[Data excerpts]
=-=-=

PR #836, opened 2024-03-14
Make Cmap::from_mappings fallable.

rictic:
Step one of https://github.com/googlefonts/fontc/issues/457

This checks for collisions as part of sorting, avoiding another walk of the mappings.

As this is a breaking change, is there a changelog I should update or a version number I should bump as part of this?

### DIFF
--- a/write-fonts/src/tables/cmap.rs
+++ b/write-fonts/src/tables/cmap.rs
@@ -164,6 +164,35 @@ impl CmapSubtable {
     }
 }
 
+#[derive(Debug, Clone, PartialEq, Eq)]
+pub enum MappingError {
+    /// When a char is mapped to multiple distinct GlyphIds.
+    /// gid1 is less than gid2.
+    /// If there are multiple conflicting mappings, one is chosen arbitrarily.
+    ConflictingMappings {
+        ch: char,
+        gid1: GlyphId,
+        gid2: GlyphId,
+    },
+}
+
+impl std::fmt::Display for MappingError {
+    fn fmt(&self, f: &mut core::fmt::Formatter<'_>) -> core::fmt::Result {
+        match self {
+            MappingError::ConflictingMappings { ch, gid1, gid2 } => {
+                let ch32 = *ch as u32;
+                write!(
+                    f,
+                    "Cannot map {ch:?} (U+{ch32:04X}) to two different glyph ids: {gid1} and {gid2}"
+                )
+            }
+        }
+    }
+}
+
+#[cfg(feature = "std")]
+impl std::error::Error for MappingError {}
+
 impl Cmap {
     /// Generates a [cmap](https://learn.microsoft.com/en-us/typography/opentype/spec/cmap) that is expected to work in most modern environments.
     ///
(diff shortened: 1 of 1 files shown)


rictic:
Another nearby opportunity, I think this continue can become a break, as the function documents that the mappings are assumed to be sorted: https://github.com/googlefonts/fontations/blob/main/write-fonts/src/tables/cmap.rs#L45

write-fonts/src/tables/cmap.rs
```diff
@@ -164,6 +164,35 @@ impl CmapSubtable {
     }
 }
 
+#[derive(Debug, Clone, PartialEq, Eq)]
+pub enum MappingError {
```
cmyr, line 168: if we only have a single error condition it's reasonable to just use a `struct` as the error type, which will simplify this somewhat.


edit: and to bikeshed, I would maybe just call that type `InvalidMapping`? or `CmapConflict`? 🤷

write-fonts/src/tables/cmap.rs
```diff
@@ -164,6 +164,35 @@ impl CmapSubtable {
...
+    /// When a char is mapped to multiple distinct GlyphIds.
+    /// gid1 is less than gid2.
+    /// If there are multiple conflicting mappings, one is chosen arbitrarily.
```
cmyr, line 171: Rustdoc renders doc comments sort of like git renders commits; the first line is expected to be a summary, followed by a newline, and then additional docs follow that.

More concretely, the first line is rendered as a short description when listing items in a module or crate, and the longer docs are only rendered in the specific page for that item.

write-fonts/src/tables/cmap.rs
```diff
@@ -172,9 +201,27 @@ impl Cmap {
...
+                } else {
+                    (*gid1, *gid2)
+                };
+                error = Some(MappingError::ConflictingMappings { ch: *a, gid1, gid2 })
+            }
+            ord
+        });
+        if let Some(err) = error {
+            return Err(err);
+        }
```
cmyr, line 224: this works (and is nice in that we only need a single pass) but it's also a bit tricky to follow, and this code is not particularly hot. I'd personally write this in two passes, like (and now I'm mainly just entertaining myself)

```suggestion
        mappings.sort();
        if let Some((ch, gid1, gid2)) =
            mappings
                .iter()
                .zip(mappings.iter().skip(1))
                .find_map(|((c1, g1), (c2, g2))| {
                    (c1 == c2 && g1 != g2).then(|| (*c1, *g1.min(g2), *g1.max(g2)))
                })
        {
            return Err(MappingError::ConflictingMappings { ch, gid1, gid2 });
        }
```

I'm also wondering how we handle the situation where the mapping just includes duplicates? I think that we should actually be calling `mappings.dedup()` after we sort...

write-fonts/src/tables/cmap.rs
```diff
@@ -360,8 +409,8 @@ mod tests {
             ('\u{1f133}', GlyphId::new(484)),
             // gid 485 skipped, starts third group
             ('\u{1f134}', GlyphId::new(486)),
-            // char 0x1f135 skipped, starts fourth group; 0x1f136 defined twice, last map prevails
-            ('\u{1f136}', GlyphId::new(487)),
+            // char 0x1f135 skipped, starts fourth group. identical duplicate bindings are fine
```
cmyr, line 412: Are we confident this is true?

cmyr (approved):
okay some notes inline but overall this looks good!

write-fonts/src/tables/cmap.rs
rictic: Done

write-fonts/src/tables/cmap.rs
rictic: Yeah, easy to dedup after sorting, assuming this code isn't hot enough to mind doing extra passes.

anthrotype (approved):
LGTM, thanks!

cmyr (approved):
looks good, thanks!

PR #837, opened 2024-03-15
Derive Debug on AxisCollection

rictic:


rictic:
Deferring this for now, this only works with std which we don't want to make mandatory in skrifa

PR #839, opened 2024-03-15
[skrifa] tthint: use cvar table

dfrg:
Applies cvar deltas to the cvt.


skrifa/src/outline/glyf/hint/instance.rs
```diff
@@ -171,13 +171,40 @@ impl HintInstance {
             Definition::default(),
         );
         self.cvt.clear();
+        if let Some(cvar) = outlines.cvar.as_ref() {
```
cmyr, line 174: not sure it's useful here, but something that I have found helpful for the idea of "I need both of these optional things to exist" is,

```rust
if let Some((one, two)) = opt1.zip(opt2) {
...
}
```

skrifa/src/outline/glyf/hint/instance.rs
```diff
@@ -171,13 +171,40 @@ impl HintInstance {
...
+            if let Ok(var_data) = cvar.variation_data(axis_count) {
+                for (tuple, scalar) in var_data.active_tuples_at(coords) {
+                    for delta in tuple.deltas() {
+                        let ix = delta.position as usize;
+                        if let Some(value) = self.cvt.get_mut(ix) {
+                            *value += delta.apply_scalar(scalar).to_bits();
+                        }
+                    }
+                }
+            }
```
cmyr, line 186: it's easy to imagine a little helper method that handles accumulating the deltas?

cmyr (approved):
👍

skrifa/src/outline/glyf/hint/instance.rs
dfrg: ah, hadn't seen this before. I don't see how I'd use it here but will definitely add it to the toolbox!

skrifa/src/outline/glyf/hint/instance.rs
dfrg: good call. I'll add this to the cvar table

PR #840, opened 2024-03-15
[skrifa] post tthint cleanup

dfrg:
This is just a lot of shuffling I wanted to do but avoided while I had chained PRs pending. Makes module structure and naming more consistent.

Also removes the `#![allow(dead_code)]` attribute that was in place while things were incrementally landing.

No functional changes so JMM if you're brave.


cmyr (approved):
👍

PR #842, opened 2024-03-15
[skrifa] no_std support

dfrg:
Brings in the [core_maths](https://github.com/robertbastian/core_maths) as an optional dependency for floating point support. This is relatively new and not currently used much but is a [dependency of icu_segmenter](https://github.com/unicode-org/icu4x/blob/9491b6358f0e59776cc3a1fe2efb2115a5c02506/components/segmenter/Cargo.toml#L33).

Only real functional change is that the visited set of COLRv1 becomes a nop and we depend on the recurse depth check to avoid cycles of the infinite variety.


skrifa/src/color/traversal.rs
```diff
@@ -13,6 +13,33 @@ use super::{
...
+#[allow(unused_imports)]
+use core_maths::*;
+
+#[cfg(any(test, feature = "std"))]
+mod visited_set {
+    pub type VisitedSet = std::collections::HashSet<usize>;
+}
+
+#[cfg(not(any(test, feature = "std")))]
+mod visited_set {
```
rsheeter, line 28: Please add a comment explaining why this implementation actually makes sense as at a glance it looks an awful lot like someone committed a wip by accident

rsheeter (approved):

skrifa/src/color/traversal.rs
dfrg: As opposed to committing a wip on purpose? :)

PR #845, opened 2024-03-18
[font-types] float to fixed point rounding

dfrg:
We had two implementations for float to fixed conversion based on whether std was available and the no_std implementation had a very subtle rounding bug (adding -0.5 for negative values but 0.0 for positive ones) causing some tests to fail.

This fixes the bug, restores the original tests and adds a new one to check rounding behavior in font-types.


cmyr (approved):
Thanks!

=-=-=

ASSIGNED TASK
Return each line above where the word "looks" shows up.

SOLUTION BELOW
okay some notes inline but overall this looks good!
looks good, thanks!
rsheeter, line 28: Please add a comment explaining why this implementation actually makes sense as at a glance it looks an awful lot like someone committed a wip by accident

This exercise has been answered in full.